# Math Help - Exponent Rules: (x)^1 and (x)^0

1. ## Exponent Rules: (x)^1 and (x)^0

We know that anything raised to the first power equals itself.
For example, (x)^1 = x. We also know that anything raised to the zero power equals 1. For example, (x)^0 = 1. Why is that true for both cases?

2. Originally Posted by RTC1996
We know that anything raised to the first power equals itself.
For example, (x)^1 = x. We also know that anything raised to the zero power equals 1. For example, (x)^0 = 1. Why is that true for both cases?
Well, $x^1 = x$ makes sense, does it not? If $x^2 = x*x$ it also follows that $x^1 = x$. One x multiplied together (so to speak) is just x.

Similar logic applies to $x^0$. Zero x's multiplied together is obviously 0. [EDIT: Wow, I've handled x^0 enough times you'd think I wouldn't mess this up! x^0 = 1 as explained below. Let that be a lesson to me!]

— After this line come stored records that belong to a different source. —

PR #7783, opened 2024-10-02
Apply our own bendpoint logic to parallel edges

### LINKED ISSUE #7780: [pft graph] solve bendpoint issues with parallel edges
partof https://github.com/kiali/openshift-servicemesh-plugin/issues/99

With ambient we had an issue where there was a lot of parallel edge rendering.  Much of that has been resolved by the ambient work in #7445.  Although greater with ambient ztunnel reporting, there is always a chance to have multiple edges between the same source and dest node, when there is telemetry for different protocols.

Although this rendered fairly well with cytoscape (using arcs), PFT layouts [somewhat inexplicably] have a lot of trouble here. Most layouts don't handle it (just overlap the lines), and Dagre handles it with "bendpoints" (a series of connected lines).  The problem with bendpoints is that they have "drag" issues, where the bendpoints don't update.  I can do this using the PFT "surge demo, by dragging the group:

image

We already force straight edges (no bendpoints) for single edges.  But for multiple edges we still have this blocking problem.  We have reported the problem to PFT but likely need a workaround given our current timing.

One option is the idea of "combined edges", where we render a single edge to represent multiple edges.   You can see some new edge rendering ideas [here](https://github.com/kiali/kiali/pull/7693).  But past the rendering this has additional issues to solve, like edge selection and/or side panel rendering. edge labeling, animation behavior, etc.  This does have a benefit of being applicable to all of the layouts.

A second option is to try and workaround the bendpoint problem.  This would only solve the problem for Dagre but, if possible, would likely be less disuptive.

jshaughn:
Fixes #7780

Apply our own bendpoint logic to parallel edges.  Use simple bendpoints and update them when needed (after drag).

@josunect This is what I came up with to solve the parallel edge issue.  Read the [issue description](https://github.com/kiali/kiali/issues/7780) and it talks about the problem and two options.  This is the second option.  We could still look at option 1 in the future, but I ended up going with something that was a smaller overall change.  The coding was a little tricky, but it's not as big as trying to merge edges, both in implementation and in UX impact

### DIFF
--- a/frontend/src/pages/GraphPF/elements/extendedBaseEdge.ts
+++ b/frontend/src/pages/GraphPF/elements/extendedBaseEdge.ts
@@ -1,4 +1,4 @@
-import { BaseEdge, Point } from '@patternfly/react-topology';
+import { BaseEdge, Edge, Point } from '@patternfly/react-topology';
 
 // This extends BaseEdge to eliminate Bendpoints when possible (mainly because Dagre layout
 // does not provide an option to use or not use bendpoints). Bendpoints must be honored when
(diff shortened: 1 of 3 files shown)


josunect (approved):
I think it looks much better now! 

image

I see that when you move the Graph you still can see the sticky bendpoints, but they are adjusted again: 

[Screencast from 08-10-24 14:56:23.webm](https://github.com/user-attachments/assets/717e535e-4c6d-4741-be50-15f2afeb3456)

I see a minor thing, when different Display options are set, some of the labels can be overlapped: 
image

But I think it could be adresed later, if we want to improve it.

jshaughn:
> I see a minor thing, when different Display options are set, some of the labels can be overlapped:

Do note that 0^0 is a little tougher to settle. Why? An explanation can be found here:
sci.math FAQ: What is 0^0?

3. $\displaystyle x^0=x^{a-a}=\frac{x^a}{x^a}=1$

4. Originally Posted by Grep
Well, $x^1 = x$ makes sense, does it not? If $x^2 = x*x$ it also follows that $x^1 = x$. One x multiplied together (so to speak) is just x.

Similar logic applies to $x^0$. Zero x's multiplied together is obviously 0.

Do note that 0^0 is undefined, though. Why? An explanation can be found here:
sci.math FAQ: What is 0^0?
$\displaystyle x^0\neq 0$

5. $\frac{a^x}{a^x} = 1$...we know this.

$\frac{a^x}{a^y} = a^{x-y}$

$\frac{a^x}{a^x} = 1 = a^{x-x} = a^0$

We have shown one statement.

$\frac{a^{x+1}}{a^x} = a = a^1$

This is the other statement.

6. Originally Posted by dwsmith
$\displaystyle x^0\neq 0$
Sorry, wrote too quickly there, didn't I? My apologies.

7. Originally Posted by RTC1996
We know that anything raised to the first power equals itself.
For example, (x)^1 = x. We also know that anything raised to the zero power equals 1. For example, (x)^0 = 1. Why is that true for both cases?
$\displaystyle\frac{x^5}{x^3}=\frac{(x)(x)(x)(x)(x) }{(x)(x)(x)}=\frac{(x)(x)(x)}{(x)(x)(x)}\;(x)(x)=( 1)x^2$

We can get this result by forming the new index from 5-3.
Basically 3 of the x's in the denominator "cancel" 3 of the x's in the numerator to give 1.

Hence we can write the "general" way as shown in earlier posts.

Therefore, in index form... $\displaystyle\frac{x^5}{x^5}=\frac{x^n}{x^n}=1=x^0$ if we subtract the indices.

$x^0$ is 1 because it is an "index" way to write a number divided by itself.

$\displaystyle\frac{x^5}{x^4}=\frac{x^3}{x^2}=\frac {x^{n+1}}{x^n}=x^1=x$

Following on from this, you will see why negative indices represent a power of a number divided by a higher power of the same number.